Strathearn and colleagues used magnetic resonance imaging (MRI) to scan the brains of 28 first-time mothers of 5- to 10-month-old infants while they looked at photos of their own babies and other infants.
In some of the photos babies were smiling or happy. In others, the infants were sad and in some they had neutral expressions.
The investigators found that when the mothers saw their own infants' faces, key areas of the brain associated with reward lit up during the scans, suggesting increased blood flow to that area.
The areas stimulated by the sight of their own babies were those involved in thinking, movement, behavior and emotion. "These are areas that have been activated in other experiments associated with drug addiction," said Strathearn.
"It may be that seeing your own baby's smiling face is like a 'natural high,'" the investigator added.
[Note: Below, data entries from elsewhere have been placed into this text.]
PR #28, opened 2018-06-11
OCLOMRS-36: paginate search results

emasys:
# JIRA TICKET NAME:
[As a user I want to view all sources with paginations](https://issues.openmrs.org/browse/OCLOMRS-36)

# Summary:
After retrieving all the sources I want to view all sources other than just a few default. This can be handled by paginations


mwaz:
LGTM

The strength of mom's reaction depended on her baby's facial expression. "The strongest activation was with smiling faces," Strathearn said. There was less effect from pictures of their babies with sad or neutral expressions.
"We were expecting a different reaction with sad faces," the researcher explained. In fact, the team found little difference in the reaction of the mothers' brains to their own babies' crying face compared to that of an unknown child.
Overall, the mothers responded much more strongly to their own infants' faces than to those of an unknown baby.
"Understanding how a mother responds uniquely to her own infant, when smiling or crying," Strathearn said, may be the first step in understanding the neural basis of mother-infant attachment.